##### MATERIAL FOR THIS TASK

PR #887, opened 2022-06-13
Bach BQ: Remove `COALESCE` from `JsonBigQueryAccessorImpl.get_value`

KathiaBarahona:
The coalesce is generating big query expressions as sometimes we might have expressions for nested jsons.

### DIFF
--- a/bach/bach/series/series_json.py
+++ b/bach/bach/series/series_json.py
@@ -505,8 +505,8 @@ class JsonBigQueryAccessorImpl(Generic[TSeriesJson]):
         if not as_str:
             return self._series_object.copy_override(expression=json_expression)
         from bach.series import SeriesString
-        # if accessed value is a json, this will return NULL since JSON_VALUE
-        # is used only for scalars
+        # JSON_QUERY will return a string containing valid json. i.e. if the queried value is a string, then
+        # it will be quoted. Here we remove the quotes
         value_expression = Expression.construct(
             f'REGEXP_REPLACE({{}}, {{}}, {{}})',
             json_expression,
--- a/bach/bach/series/series_json.py
+++ b/bach/bach/series/series_json.py
@@ -505,13 +505,17 @@ class JsonBigQueryAccessorImpl(Generic[TSeriesJson]):
         if not as_str:
             return self._series_object.copy_override(expression=json_expression)
         from bach.series import SeriesString
+        # if accessed value is a json, this will return NULL since JSON_VALUE
+        # is used only for scalars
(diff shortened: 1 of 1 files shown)


bach/bach/series/series_json.py
```diff
@@ -505,13 +505,17 @@ def get_value(self, key: str, as_str: bool = False) -> Union['SeriesString', 'TS
...
+        # if accessed value is a json, this will return NULL since JSON_VALUE
+        # is used only for scalars
         value_expression = Expression.construct(
-            '''JSON_VALUE({}, '$."{}"')''',
-            self._series_object,
-            Expression.raw(key)
+            f'REGEXP_REPLACE({{}}, {{}}, {{}})',
+            json_expression,
+            Expression.raw('r\'(^"|"$)\''),
+            Expression.string_value(''),
```
KathiaBarahona, line 514: @thijs-obj Decided to just replace the start/end quotes just for having the same behavior as we have with Postgres. If we just return NULL when the value to be extracted is a json, then we need to add a condition on the tests... so I'm not sure if there's another way to go. Also tried `FORMAT('%t', ....)` and `TRIM(...,  '"')` but didn't worked for some edge cases (when having nested quotes).

bach/bach/series/series_json.py
```diff
@@ -505,13 +505,17 @@ def get_value(self, key: str, as_str: bool = False) -> Union['SeriesString', 'TS
         if not as_str:
             return self._series_object.copy_override(expression=json_expression)
         from bach.series import SeriesString
+        # if accessed value is a json, this will return NULL since JSON_VALUE
```
thijs-obj, line 508: Comment doesn't make sense, as we don't use JSON_VALUE anymore

bach/bach/series/series_json.py
```diff
@@ -505,13 +505,17 @@ def get_value(self, key: str, as_str: bool = False) -> Union['SeriesString', 'TS
...
+        # is used only for scalars
```
thijs-obj, line 509:
```suggestion
        # JSON_QUERY will return a string containing valid json. i.e. if the queried value is a string, then
        # it will be quoted. Here we remove the quotes
```

thijs-obj (approved):
Left a suggestion for a comment, please have a look to see what you think.

Code is okay tho :+1:

bach/bach/series/series_json.py
KathiaBarahona: yeh, was doing the opposite. Forgot to remove that

PR #889, opened 2022-06-14
Show more results for better demonstration logistic regression

hendrik-obj:
`head(20)`


vincenthoogsteder (approved):
LGTM, very nice demo results like this

PR #895, opened 2022-06-14
[ModelHub] Decorator for limiting series usage in Map and Aggregate methods

KathiaBarahona:
Created `use_only_required_objectiv_series` decorator. The main purpose is to limit the series to be used in the function, this way we avoid getting expressions from unused series in the result's basenode. I'm still missing unit tests, but seems to work.

### DIFF
--- a/modelhub/modelhub/aggregate.py
+++ b/modelhub/modelhub/aggregate.py
@@ -9,7 +9,7 @@ from bach.series import Series
 from sql_models.constants import NotSet, not_set
 from typing import List, Union, TYPE_CHECKING
 
-from modelhub.utils import use_only_required_objectiv_series
+from modelhub.util import use_only_required_objectiv_series
 
 if TYPE_CHECKING:
     from modelhub import ModelHub
@@ -58,8 +58,6 @@ class Aggregate:
                              groupby: Union[List[Union[str, Series]], str, Series],
                              column: str,
                              name: str):
-
-        self._mh._check_data_is_objectiv_data(data)
 
         data = self._check_groupby(data=data,
                                    groupby=groupby,
--- a/modelhub/modelhub/aggregate.py
+++ b/modelhub/modelhub/aggregate.py
@@ -1,6 +1,7 @@
 """
 Copyright 2021 Objectiv B.V.
 """
+from enum import Enum
 from typing import List, Union
 
 import bach
@@ -8,6 +9,7 @@ from bach.series import Series
 from sql_models.constants import NotSet, not_set
 from typing import List, Union, TYPE_CHECKING
 
+from modelhub.utils import use_only_required_objectiv_series
 
 if TYPE_CHECKING:
     from modelhub import ModelHub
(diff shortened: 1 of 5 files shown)


thijs-obj (commented):
Had a first look

I like that we don't just call `_check_data_is_objectiv_data()` to check the whole DataFrame everytime. But instead check that the actual columns that we need for that specific function are in the DataFrame.

I am not a fan of declaring what columns each function expects in `util.py` tho. I think that information should be kept wit the function that it applies to. If in each function we did something like `data = data[['session_id', 'user_id', 'moment']]` we would more or less achieve the same thing. And I think that would be much simpler.

Most important question I think is: did we test whether this improves performance? I can imagine that sometimes removing columns from a DataFrame and then materializing it, also leads to dataframes having different base_nodes down the line and thus needing more merges to bring data back together again?

Also good to sync with @hendrik-obj on this. As his branch https://github.com/objectiv/objectiv-analytics/pull/904 does something related

KathiaBarahona:
> I am not a fan of declaring what columns each function expects in `util.py` tho.

 I agree,  ended up removing the dictionary and passing the required series as a param. Here https://github.com/objectiv/objectiv-analytics/pull/895/commits/ac4cfc1ccf7bf153a9a1cd82b6bc3cb67a830528


> Most important question I think is: did we test whether this improves performance? I can imagine that sometimes removing columns from a DataFrame and then materializing it, also leads to dataframes having different base_nodes down the line and thus needing more merges to bring data back together again?

Improvements are in terms of query complexity, let's say we have a bunch of expressions using location stack functionalities. Such expressions are not required anymore if user needs only the calculated series. In terms of merge, well I noticed that the original column_expressions from the base_node used before calculating the series actually remain. The improvement here are in child nodes, the amount of column expressions is reduced. Test comparing done here: https://github.com/objectiv/objectiv-analytics/pull/895/commits/5892008580271fdd2ae551100fd63d9f84a8265c 
But in overall, this is not a solution for avoiding merges, merges will be always performed because calculations involve lots of windowing functions and materializations at the end of the function. 

> Also good to sync with @hendrik-obj on this. As his branch #904 does something related

Will take a look to this.

vard-obj (approved):
lgtm

modelhub/modelhub/decorators.py
```diff
@@ -0,0 +1,123 @@
...
+                columns_to_check=required_series,
+                check_index=True,
+                check_dtypes=True,
+                with_md_dtypes=True,
+            )
+
+            extra_series = _get_extra_series_to_include_from_params(
+                func, data, include_series_from_params, *args, **kwargs,
+            )
+            series_to_include = list(set(required_series or {}) | set(extra_series))
```
thijs-obj, line 67: Didn't test this, but I think this should be
```suggestion
            series_to_include = set(required_series or {}) | set(extra_series)
```
The next line is `data = data[series_to_include]`, and in `DataFrame.__getitem__()` we use the order of the columns in a list, but if we pass a set we respect the original order. I think it would be weird if this decorator changes the order of the columns

thijs-obj (commented):
Left a single comment, nothing further

PR #900, opened 2022-06-16
Deprecate le and ge for json Series

hendrik-obj:


bach/tests/functional/bach/test_series_json.py
```diff
@@ -69,26 +69,29 @@ def test_json_get_single_value(engine, dtype):
     assert a == {'a': 'b', 'c': {'a': 'c'}}
 
 
-# TODO: __le__ for BigQuery
-def test_json_compare_lists__ge__(engine, dtype):
+def test_json_array_contains(engine, dtype):
     bt = get_df_with_json_data(engine=engine, dtype=dtype)
-    bts = bt.list_column >= [{"c": "d"}]
+
+    # for bigquery order of keys should be the same as in the data
```
thijs-obj, line 75: Question: should we not just limit support to strings, boolean and numbers? These dicts in bigquery are really tricky. If the key order is different it fails. It might also fail if there is a space or a tab somewhere (e.g. for nice formatting). Just seems really tricky

thijs-obj (approved):
I think the change is good, but I am wondering whether we should not simplify this further. Hence the question I left.

thijs-obj (approved):

bach/tests/functional/bach/test_series_json.py
hendrik-obj: agreed. changed in 1935cfb7ed97ce139e701fe49f1a6229eadab048

PR #901, opened 2022-06-16
Support temporary tables for bigquery

thijs-obj:
Changes:
* Support the TEMP_TABLE materialization for BigQuery
* Add parameter `materialization` to materialize(): We allow 'CTE' (default) and 'TEMP_TABLE'.
  * Allowing real tables and views might be tricky. Running `head()` or `to_pandas()` would then have permanent side effects.


bach/sql_models/model.py
```diff
@@ -59,6 +60,13 @@ def is_statement(self) -> bool:
     def is_cte(self) -> bool:
         return self.value.is_cte
 
+    @property
+    def has_lasting_effect(self) -> bool:
+        """ Return true if the materialization is a permanent table or view."""
+        # TODO: make these functions consistent, e.g. have a field in value for this, or remove those from
```
thijs-obj, line 66: I will do this in a follow-up PR, IF this PR gets merged. Because changing this will change the hashes of SqlModels, which will change quite some test results.

thijs-obj:
As this might prove helpful for complex analysis. I am submitting this for review.

Please have a look @hendrik-obj @KathiaBarahona @jansentom

bach/tests/functional/bach/test_df_materialize.py
```diff
@@ -1,19 +1,23 @@
...
 from sql_models.graph_operations import get_graph_nodes_info
+from sql_models.model import Materialization
 from sql_models.util import is_bigquery, is_postgres
 from tests.functional.bach.test_data_and_utils import assert_equals_data, get_df_with_test_data, \
     get_df_with_json_data
 
 
 @pytest.mark.parametrize("inplace", [False, True])
-def test_materialize(inplace: bool, engine):
+@pytest.mark.parametrize("materialization", [Materialization.CTE, 'temp_table'])
```
jansentom, line 19: Bit strange to mix constant and string notation here unless you really want to test both here, but in that case you should do all variations?
```suggestion
@pytest.mark.parametrize("materialization", [Materialization.CTE,Materialization.TEMP_TABLE])
```

jansentom (approved):
Nice, LGTM

bach/bach/dataframe.py
```diff
@@ -990,6 +990,7 @@ def materialize(
         inplace=False,
         limit: Any = None,
         distinct: bool = False,
+        materialization: Union[Materialization, str] = Materialization.CTE
```
KathiaBarahona, line 993: mmm isn't it easier just to accept string values? I mean it's a public method, so not sure if users will be aware from which module they can get the Materialization Enum

bach/bach/dataframe.py
```diff
@@ -2123,7 +2134,13 @@ def view_sql(self, limit: Union[int, slice] = None) -> str:
             variable_values=self.variables
         )
         model = update_placeholders_in_graph(start_node=model, placeholder_values=placeholder_values)
-        return to_sql(dialect=self.engine.dialect, model=model)
+        sql_statements = to_sql_materialized_nodes(
+            dialect=self.engine.dialect, start_node=model
+        )
+        sql_statements = [sql_stat for sql_stat in sql_statements
+                          if not sql_stat.materialization.has_lasting_effect]
```
KathiaBarahona, line 2141: maybe?
```suggestion
        sql_statements = to_sql_materialized_nodes(
            dialect=self.engine.dialect, start_node=model, with_lasting_effect=False,
        )
```

bach/sql_models/sql_generator.py
```diff
@@ -110,7 +123,10 @@ def _materialize(dialect: Dialect, sql_query: str, model: SqlModel) -> str:
     if materialization == Materialization.TABLE:
         return f'create table {quoted_name} as {sql_query}'
     if materialization == Materialization.TEMP_TABLE:
-        return f'create temporary table {quoted_name} on commit drop as {sql_query}'
+        if is_postgres(dialect):
+            return f'create temporary table {quoted_name} on commit drop as {sql_query}'
+        if is_bigquery(dialect):
+            return f'CREATE TEMP TABLE {quoted_name} as {sql_query}'
```
KathiaBarahona, line 129:
```suggestion
        if is_postgres(dialect):
            return f'create temporary table {quoted_name} on commit drop as {sql_query}'
        if is_bigquery(dialect):
            return f'CREATE TEMP TABLE {quoted_name} as {sql_query}'
        raise DatabaseNotSupportedException(dialect, f'Cannot create temporary table for {dialect.value}')
        
```

KathiaBarahona (commented):
Left a couple of comments just code-related.

KathiaBarahona (commented):
**question** Are we running the create temp table query even if we already created it or tell BigQuery not to run the script again? For example a normal pattern is:
```
df.materialize(inplace=True, materialization='temp_table', node_name='initial_data')
df.head() # Runs query for creating temp table for initial data
# more stuff not changing the materialized node
.... 
df.head() # Runs again query for creating temp table for initial data
```

bach/bach/savepoints.py
```diff
@@ -225,15 +225,15 @@ def get_create_statements(self, dialect: Dialect) -> Dict[str, str]:
...
+            if sql_stat.materialization in (Materialization.TABLE, Materialization.VIEW)
         }
 
-    def to_sql(self, dialect: Dialect) -> Dict[str, str]:
+    def to_sql(self, dialect: Dialect) -> List[GeneratedSqlStatement]:
         """
         Generate the sql for all save-points
         :param dialect: SQL Dialect
-        :return: dictionary mapping the name of each savepoint to the sql for that savepoint.
+        :return: List of GeneratedSql statements, each representing one savepoint
```
KathiaBarahona, line 236:
```suggestion
        :return: List of GeneratedSqlStatement, each representing one savepoint
```

bach/sql_models/model.py
```diff
@@ -47,6 +47,7 @@ class Materialization(Enum):
     QUERY = MaterializationType('query', True, True)
     VIEW = MaterializationType('view', True, False)
     TABLE = MaterializationType('table', True, False)
+    """ TEMP TABLE is a temporary table that is limited to the current session. """
```
KathiaBarahona, line 50: what do you mean with `limited to the current session`? I mean BigQuery temp tables are created on a separate dataset and are available for 24hrs

bach/bach/dataframe.py
KathiaBarahona: also, shouldn't `to_sql_materialized_nodes` return a str instead of a list of statements? I think this function should have the same return type as `to_sql`

thijs-obj:
> **question** Are we running the create temp table query even if we already created it or tell BigQuery not to run the script again? For example a normal pattern is:
> 
> ```
> df.materialize(inplace=True, materialization='temp_table', node_name='initial_data')
> df.head() # Runs query for creating temp table for initial data
> # more stuff not changing the materialized node
> .... 
> df.head() # Runs again query for creating temp table for initial data
> ```

In this case we will create two temporary tables. The input data might have changed between those two calls, so the tables might be different. BigQuery will automatically clean-up the temporary tables after 24 hours[1], so from our point of view creating those temporary tables doesn't really have side effects, other than the query we are running right now. Bach/SqlModels forgets it created a temporary table directly after `head()` or `to_pandas()` finishes, and that is fine.

If we want to properly reuse tables, we should create permanent tables or materialized views. But then things become more complex, because I don't think we want to do that as part of `head()`. I think in that case the user needs to take explicit control of that, e.g. through a function `create_table()`  or something like that*. I was typing a whole essay here about why that shouldn't be part of `head()`/`to_pandas()`, but maybe we should discuss that separately. 

[1] https://cloud.google.com/bigquery/docs/multi-statement-queries#temporary_tables
[*] We built something called savepoints for this, but it's not really great, so I think we need to change the ideas a bit there.

bach/tests/functional/bach/test_df_materialize.py
thijs-obj: Yeah I wanted to test both cte and temp-table, and both string and enum parameters. I figured this is a nice trade-off between test coverage and not completely exploding the number of tests

bach/bach/dataframe.py
thijs-obj: Maybe. We have another function in DataFrame that also accepts both, so that's why I did it like this: consistency. I am pretty sure there was a discussion about it back then too :thinking: 

Myself, I actually really like using the `Enum` parameter type when working in e.g. PyCharm, but at the same time I dislike it when working in a notebook without auto-import. This added complexity is a bit shitty, but very localized. In the end I just copied what we did in the `set_savepoint` function.

bach/bach/dataframe.py
```diff
@@ -1015,6 +1023,9 @@ def materialize(
         index_dtypes = {k: v.instance_dtype for k, v in self.index.items()}
         series_dtypes = {k: v.instance_dtype for k, v in self.data.items()}
         node = self.get_current_node(name=node_name, limit=limit, distinct=distinct)
+        materialization = Materialization.normalize(materialization)
+        assert materialization in (Materialization.CTE, Materialization.TEMP_TABLE)
```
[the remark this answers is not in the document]
thijs-obj: `Materialization` is in the `sql_models` sub-project, and I think it's not nice to have functionality in that project to describe what Bach's `DataFrame.materialize()` supports. For a 'pure' dependency relation, Bach should use sql-models, but sql-models shouldn't have knowledge about Bach.

Of course we could have a function in sql-models that's not related to Bach, that happens to execute this check. But in the end, I think this check is here, because here we decide that we want to support these two and e.g. not `TABLE`. We could easily support `TABLE` too, but it just doesn't make sense for Bach `DataFrame.materialize()` to support that, I think at least

bach/bach/dataframe.py
thijs-obj: `to_sql_materialized_nodes()` is also used in another place, where we use the meta data. If we returned a string we would have to change a lot of things

bach/bach/savepoints.py
thijs-obj: Done in a8d085b4

bach/sql_models/model.py
thijs-obj: Good point, changed this in a8d085b4 to:

```python
    """
    TEMP TABLE is a temporary table that is limited to the current session, or a table that is guaranteed to
    be cleaned up by the database at some later time.
    """
```

bach/bach/dataframe.py
thijs-obj: I did think about adding an `with_lasting_effect` parameter or something like that. But I didn't see a really convincing reason for that to be better than do the filtering here, so I went with this :man_shrugging:

bach/sql_models/model.py
thijs-obj: https://github.com/objectiv/objectiv-analytics/pull/944

hendrik-obj (commented):
lgtm. nice addition. see comment, maybe do the notebook separately?

notebooks/basic-product-analytics.ipynb
```diff
@@ -136,7 +136,13 @@
...
     "df['utm_campaign'] = df.global_contexts.gc.get_from_context_with_type_series(type='MarketingContext', key='campaign')\n",
     "df['utm_content'] = df.global_contexts.gc.get_from_context_with_type_series(type='MarketingContext', key='content')\n",
-    "df['utm_term'] = df.global_contexts.gc.get_from_context_with_type_series(type='MarketingContext', key='term')"
+    "df['utm_term'] = df.global_contexts.gc.get_from_context_with_type_series(type='MarketingContext', key='term')\n",
+    "\n",
+    "# We'll do a lot of operation on this data. To make this easier for the database (especially BigQuery),\n",
+    "# we tell Bach to materialize the current DataFrame as temporary table. This has no effect now, but any later\n",
+    "# queries that build on this DataFrame will consists of two queries: one to create a temporary table, and one that\n",
+    "# queries that table and does operations on that\n",
+    "df = df.materialize(materialization='temp_table')"
```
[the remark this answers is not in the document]
thijs-obj: Sounds like a good plan. I'll take out this change.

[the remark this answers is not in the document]
thijs-obj: Done in 367b1a7

PR #903, opened 2022-06-17
ModelHub: Calculate dependent conversion series at once

hendrik-obj:
reuse add columns to data for multiple functions in the model hub. now for all internal model hub functions joins shouldn't be necessary anymore.


KathiaBarahona:
## Description:

Created `_get_calculated_conversion_df` method in `Map` class. It is in charged of calculating all series needed for any of: `is_conversion_event`, `conversions_in_time`, `conversions_counter` and `pre_conversion_hit_number`. For example, if we need to calculate `pre_conversion_hit_number`, it will return a dataframe including:

`__is_conversion_event`, `__conversions_in_time`,` __pre_conversion_hit_number`. The caller is in charge of getting the correct series, casting to right type and assigning final name.

modelhub/modelhub/aggregate.py
```diff
@@ -250,21 +250,38 @@ def top_product_features_before_conversion(self,
...
+
+        # get conversion information
+        # conversions_counter, is_conversion_event, conversions_in_time
+        conversions_df = self._mh.map._get_calculated_conversion_df(
+            series_to_calculate=_CalculatedConversionSeries.CONVERSIONS_COUNTER,
+            data=events_with_user_interactions,
+            name=name,
+            partition='session_id',
+        )
+
```
KathiaBarahona, line 270: Not sure how to avoid this, making `_get_calculated_conversion_df` public is a bit nasty as its just an internal helper and  not intended to be exposed...

modelhub/modelhub/aggregate.py
```diff
@@ -250,23 +250,45 @@ def top_product_features_before_conversion(self,
...
+        data = data.materialize(node_name='extract_application_and_feature_nice_name')
+
+        # reduce the amount of data to be considered
+        groupby_col = ['__application', '__feature_nice_name', 'event_type']
+        data = data.dropna(subset=groupby_col)
+
+        # select only user interactions
+        events_with_user_interactions = data[
+            data.stack_event_types.json.array_contains(event_type)
+        ]
```
KathiaBarahona, line 262: @hendrik-obj should consider this filter till the end right? Probably this will yield different results from expected

modelhub/modelhub/aggregate.py
```diff
@@ -250,23 +250,45 @@ def top_product_features_before_conversion(self,
         else:
             data['__feature_nice_name'] = data.location_stack.ls.nice_name
 
+        data = data.materialize(node_name='extract_application_and_feature_nice_name')
+
+        # reduce the amount of data to be considered
+        groupby_col = ['__application', '__feature_nice_name', 'event_type']
+        data = data.dropna(subset=groupby_col)
```
KathiaBarahona, line 257: actually didn't help

modelhub/modelhub/aggregate.py
```diff
@@ -243,29 +243,45 @@ def top_product_features_before_conversion(self,
...
+        if location_stack is not None:
+            converted_users_filtered['__feature_nice_name'] = location_stack.ls.nice_name
+        else:
+            converted_users_filtered['__feature_nice_name'] = (
+                converted_users_filtered.location_stack.ls.nice_name
+            )
+
+        converted_users_filtered.materialize(
+            node_name='extract_application_and_feature_nice_name', inplace=True,
+        )
```
KathiaBarahona, line 282: moved this after all conversion calculation. I think it's better to do heavy stuff after we have filtered the data

modelhub/modelhub/aggregate.py
```diff
@@ -243,28 +243,43 @@ def top_product_features_before_conversion(self,
...
-            converted_users.stack_event_types.json.array_contains(event_type)
-        ]
+        data = data[data.stack_event_types.json.array_contains(event_type)]
+
+        # merge with filtered conversion interactive events
+        converted_users_filtered = data.merge(conversions_df, on='event_id')
+        converted_users_filtered['__application'] = converted_users_filtered.global_contexts.gc.application
+
+        if location_stack is not None:
+            converted_users_filtered['__feature_nice_name'] = location_stack.ls.nice_name
```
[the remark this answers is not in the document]
KathiaBarahona: naaaah, df will do it

modelhub/modelhub/map.py
```diff
@@ -193,34 +221,173 @@ def pre_conversion_hit_number(self,
...
+        """
+        Generates a dataframe containing all required conversion series based on series_to_calculate param.
+        All new series will contain private names.
+        """
         self._mh._check_data_is_objectiv_data(data)
 
-        data = data.copy()
-        data['__conversions'] = self._mh.map.conversions_in_time(data, name=name)
+        # consider only required series for calculations
+        all_required_series = ['event_type', 'session_id', 'moment', 'session_id', 'session_hit_number']
```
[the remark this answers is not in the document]
hendrik-obj: also, if we not do this suggestion, 'session_id' is in there twice, so 1 can be removed.

hendrik-obj (commented):
nice improvements, one comment for a possible optimization

modelhub/modelhub/map.py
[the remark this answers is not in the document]
hendrik-obj: mm i tested it with a clean df, and only setting the `add_conversion_event`. In that case it seems to be faster. However, if you run the entire notebook (where the df contains a number of additional columns), the query of the last cell doesn't execute anymore because of the complexity. So it is a bit of a trade off, but seems like your initial option is the way to go for now.

modelhub/modelhub/map.py
```diff
@@ -179,34 +213,173 @@ def pre_conversion_hit_number(self,
...
+        """ For documentation, see function :meth:`Map.conversions_in_time()` """
+        series_to_calculate = _CalculatedConversionSeries.CONVERSIONS_IN_TIME
+        self._check_conversion_dependencies(data, series_to_calculate)
+
+        is_conversion_event_column = _CalculatedConversionSeries.IS_CONVERSION_EVENT.private_name
+        column_name_to_add_conversion_counter = '__conversion_counter'
+        data[column_name_to_add_conversion_counter] = 0
+        data.loc[data[is_conversion_event_column], column_name_to_add_conversion_counter] = 1
+
+        if is_bigquery(data.engine):
```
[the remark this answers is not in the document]
KathiaBarahona: Fixed here https://github.com/objectiv/objectiv-analytics/pull/903/commits/55aa1a969503c6b5bcc83aacb013d715dc35bb3b

modelhub/modelhub/aggregate.py
```diff
@@ -243,28 +243,43 @@ def top_product_features_before_conversion(self,
...
             raise ValueError('Conversion event label is not provided.')
 
-        data['__application'] = data.global_contexts.gc.application
-
-        if location_stack is not None:
-            data['__feature_nice_name'] = location_stack.ls.nice_name
-        else:
-            data['__feature_nice_name'] = data.location_stack.ls.nice_name
+        # temporary workaround, we should not call private constants and methods from Map
+        # replace this after having a better solution
```
thijs-obj, line 247: Question: It says temporary here, and `replace this after having a better solution`. Do we have a plan for a better solution already?

modelhub/modelhub/map.py
```diff
@@ -85,25 +117,24 @@ def is_conversion_event(self, data: bach.DataFrame, name: str) -> bach.SeriesBoo
...
-            series = data.event_type == conversion_event
-        elif conversion_event is None:
-            series = conversion_stack.json.get_array_length() > 0
-        else:
-            series = ((conversion_stack.json.get_array_length() > 0) & (data.event_type == conversion_event))
-        return series.copy_override(name='is_conversion_event')
+        series = conversion_df[series_to_calculate.private_name]
+        return (
+            series
+            .copy_override(name=series_to_calculate.public_name, index=data.index)
```
thijs-obj, line 130: Here we set `index=data.index`, we do the same in `conversions_counter`, but not in `conversions_in_time`

Question: Does the df returned by `_get_calculated_conversion_df()` not already have this set correctly?. If so it would be nicer to not set it again here, now it's just confusing me me :)

modelhub/modelhub/map.py
```diff
@@ -85,25 +117,24 @@ def is_conversion_event(self, data: bach.DataFrame, name: str) -> bach.SeriesBoo
...
+            .copy_override_type(bach.SeriesBoolean)
```
thijs-obj, line 131: Question: Is this just to help mypy, or is this actually needed runtime too?

thijs-obj (commented):
Left some questions. No big comments. Fine to merge as is, but please look at questions and answer

modelhub/modelhub/aggregate.py
KathiaBarahona: Not yet, I don't have a better idea yet. I just feel  that having that method public might cause confusions on users :woman_shrugging:

modelhub/modelhub/map.py
KathiaBarahona: I probably forgot to remove this when doing it, `_get_calculated_conversion_df` must return the correct index. Will fix it

modelhub/modelhub/map.py
KathiaBarahona: help mypy. There is no way for the package to know that that specific series is a series boolean as the typing of `_get_calculated_conversion_df` is just a bach.DataFrame

modelhub/modelhub/map.py
KathiaBarahona: Removed here https://github.com/objectiv/objectiv-analytics/pull/903/commits/936bbec95cbbd9e7087e6e469945ef59f77196e1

##########

**WHAT TO PRODUCE**
Lines containing the word "example": copy every one of them from the records above.

**FINISHED TASK**
**question** Are we running the create temp table query even if we already created it or tell BigQuery not to run the script again? For example a normal pattern is:
> **question** Are we running the create temp table query even if we already created it or tell BigQuery not to run the script again? For example a normal pattern is:
Created `_get_calculated_conversion_df` method in `Map` class. It is in charged of calculating all series needed for any of: `is_conversion_event`, `conversions_in_time`, `conversions_counter` and `pre_conversion_hit_number`. For example, if we need to calculate `pre_conversion_hit_number`, it will return a dataframe including:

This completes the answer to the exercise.